=== RECORDS PROVIDED ===
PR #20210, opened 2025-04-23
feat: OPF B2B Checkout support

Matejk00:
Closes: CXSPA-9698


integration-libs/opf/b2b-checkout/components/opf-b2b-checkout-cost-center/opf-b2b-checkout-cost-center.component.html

=== TASK DETAILS ===
Set down the records again without altering a word.

=== ANSWER BOX ===
PR #20210, opened 2025-04-23
feat: OPF B2B Checkout support

Matejk00:
Closes: CXSPA-9698


integration-libs/opf/b2b-checkout/components/opf-b2b-checkout-cost-center/opf-b2b-checkout-cost-center.component.html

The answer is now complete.